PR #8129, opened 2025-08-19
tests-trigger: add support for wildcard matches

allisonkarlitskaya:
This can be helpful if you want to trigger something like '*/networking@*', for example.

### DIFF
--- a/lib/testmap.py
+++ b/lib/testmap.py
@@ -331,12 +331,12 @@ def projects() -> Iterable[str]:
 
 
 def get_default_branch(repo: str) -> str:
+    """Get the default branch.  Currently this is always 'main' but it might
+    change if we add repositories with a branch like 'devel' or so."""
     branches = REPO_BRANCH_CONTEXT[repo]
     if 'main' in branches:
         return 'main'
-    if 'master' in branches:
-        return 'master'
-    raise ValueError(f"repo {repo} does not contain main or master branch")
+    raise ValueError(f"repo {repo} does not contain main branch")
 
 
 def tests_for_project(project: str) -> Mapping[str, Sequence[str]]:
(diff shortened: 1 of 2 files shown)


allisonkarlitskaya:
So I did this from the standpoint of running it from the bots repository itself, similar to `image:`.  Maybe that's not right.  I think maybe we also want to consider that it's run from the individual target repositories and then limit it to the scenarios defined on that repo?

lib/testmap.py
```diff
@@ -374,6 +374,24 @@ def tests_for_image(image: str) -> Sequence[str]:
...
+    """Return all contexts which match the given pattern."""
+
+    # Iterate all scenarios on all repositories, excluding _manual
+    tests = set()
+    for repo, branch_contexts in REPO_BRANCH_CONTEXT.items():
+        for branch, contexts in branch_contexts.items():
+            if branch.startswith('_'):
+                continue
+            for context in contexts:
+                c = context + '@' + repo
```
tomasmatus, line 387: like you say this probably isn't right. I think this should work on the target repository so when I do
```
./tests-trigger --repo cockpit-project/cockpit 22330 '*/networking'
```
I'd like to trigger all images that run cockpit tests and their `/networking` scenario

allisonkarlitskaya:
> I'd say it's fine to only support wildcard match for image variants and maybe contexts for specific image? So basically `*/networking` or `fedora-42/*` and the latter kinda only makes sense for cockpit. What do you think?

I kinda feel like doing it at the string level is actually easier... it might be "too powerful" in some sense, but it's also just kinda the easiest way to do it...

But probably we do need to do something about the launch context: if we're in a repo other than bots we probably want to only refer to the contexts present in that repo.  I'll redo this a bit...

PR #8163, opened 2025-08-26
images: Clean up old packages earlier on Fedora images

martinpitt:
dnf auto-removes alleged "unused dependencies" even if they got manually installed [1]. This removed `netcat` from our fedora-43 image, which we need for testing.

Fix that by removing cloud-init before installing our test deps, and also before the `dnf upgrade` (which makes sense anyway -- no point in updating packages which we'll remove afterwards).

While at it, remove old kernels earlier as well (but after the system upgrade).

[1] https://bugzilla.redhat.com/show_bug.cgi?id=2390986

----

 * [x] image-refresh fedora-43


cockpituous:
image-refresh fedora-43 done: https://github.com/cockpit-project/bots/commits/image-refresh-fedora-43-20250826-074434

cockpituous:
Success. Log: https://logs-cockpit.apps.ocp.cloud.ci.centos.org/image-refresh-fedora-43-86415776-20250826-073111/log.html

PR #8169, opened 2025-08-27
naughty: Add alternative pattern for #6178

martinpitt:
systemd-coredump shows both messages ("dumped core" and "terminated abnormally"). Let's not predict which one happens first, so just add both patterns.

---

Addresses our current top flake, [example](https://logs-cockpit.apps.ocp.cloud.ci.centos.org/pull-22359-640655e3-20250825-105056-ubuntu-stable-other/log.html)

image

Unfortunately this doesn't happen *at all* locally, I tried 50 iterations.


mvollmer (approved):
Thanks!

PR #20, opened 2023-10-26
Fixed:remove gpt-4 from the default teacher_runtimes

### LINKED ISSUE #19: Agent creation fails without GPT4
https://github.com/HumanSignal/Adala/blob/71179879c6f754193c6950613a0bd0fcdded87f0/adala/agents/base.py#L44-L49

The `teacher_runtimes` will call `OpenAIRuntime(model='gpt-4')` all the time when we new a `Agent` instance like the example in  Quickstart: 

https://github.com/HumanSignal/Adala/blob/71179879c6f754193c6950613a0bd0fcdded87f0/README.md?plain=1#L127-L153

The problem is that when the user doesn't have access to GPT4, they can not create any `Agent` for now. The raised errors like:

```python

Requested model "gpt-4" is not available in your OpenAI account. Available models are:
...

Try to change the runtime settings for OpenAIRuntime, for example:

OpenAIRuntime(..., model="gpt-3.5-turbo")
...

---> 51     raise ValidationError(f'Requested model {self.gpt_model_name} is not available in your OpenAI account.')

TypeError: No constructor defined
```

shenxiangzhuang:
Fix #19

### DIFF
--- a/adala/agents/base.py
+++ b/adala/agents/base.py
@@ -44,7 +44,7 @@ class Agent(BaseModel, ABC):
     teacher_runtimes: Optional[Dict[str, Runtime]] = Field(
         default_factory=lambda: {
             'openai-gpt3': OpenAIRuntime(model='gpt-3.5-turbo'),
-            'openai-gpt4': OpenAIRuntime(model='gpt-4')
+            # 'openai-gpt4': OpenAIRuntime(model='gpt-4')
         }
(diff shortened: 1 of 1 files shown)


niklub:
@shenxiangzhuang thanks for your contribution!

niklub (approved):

---

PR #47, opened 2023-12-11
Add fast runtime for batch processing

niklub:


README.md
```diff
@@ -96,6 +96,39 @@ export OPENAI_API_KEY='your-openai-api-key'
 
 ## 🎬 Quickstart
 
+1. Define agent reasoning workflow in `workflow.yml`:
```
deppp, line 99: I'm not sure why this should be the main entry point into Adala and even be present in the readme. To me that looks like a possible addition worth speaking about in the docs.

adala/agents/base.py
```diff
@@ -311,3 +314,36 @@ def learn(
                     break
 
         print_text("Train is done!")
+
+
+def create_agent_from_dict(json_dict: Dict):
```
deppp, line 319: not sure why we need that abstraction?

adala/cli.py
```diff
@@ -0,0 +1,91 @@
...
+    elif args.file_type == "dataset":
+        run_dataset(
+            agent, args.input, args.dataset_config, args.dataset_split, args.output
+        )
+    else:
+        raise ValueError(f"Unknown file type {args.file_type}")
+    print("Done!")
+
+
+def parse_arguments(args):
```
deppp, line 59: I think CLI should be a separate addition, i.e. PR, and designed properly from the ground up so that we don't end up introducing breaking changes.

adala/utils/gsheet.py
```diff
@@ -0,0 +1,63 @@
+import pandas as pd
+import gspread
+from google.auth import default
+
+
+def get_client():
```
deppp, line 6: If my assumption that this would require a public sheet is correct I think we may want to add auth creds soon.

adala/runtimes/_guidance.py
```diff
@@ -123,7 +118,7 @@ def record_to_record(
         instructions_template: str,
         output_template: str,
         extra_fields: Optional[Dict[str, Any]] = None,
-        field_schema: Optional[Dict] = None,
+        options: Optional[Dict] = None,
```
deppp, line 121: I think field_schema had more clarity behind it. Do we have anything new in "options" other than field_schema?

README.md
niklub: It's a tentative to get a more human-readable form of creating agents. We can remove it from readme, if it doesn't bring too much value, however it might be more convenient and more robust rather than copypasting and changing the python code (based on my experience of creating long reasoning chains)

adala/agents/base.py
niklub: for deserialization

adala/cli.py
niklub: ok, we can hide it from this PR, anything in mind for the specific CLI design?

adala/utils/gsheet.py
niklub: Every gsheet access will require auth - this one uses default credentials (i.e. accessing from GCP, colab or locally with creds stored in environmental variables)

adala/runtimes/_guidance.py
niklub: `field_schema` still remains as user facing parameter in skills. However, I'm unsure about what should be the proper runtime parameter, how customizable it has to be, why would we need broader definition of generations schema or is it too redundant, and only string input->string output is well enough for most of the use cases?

• _Task goal_
Go through the records and copy each line with "None" in it.

• _Solution to this task_
         extra_fields: Optional[Dict[str, Any]] = None,
-        field_schema: Optional[Dict] = None,
+        options: Optional[Dict] = None,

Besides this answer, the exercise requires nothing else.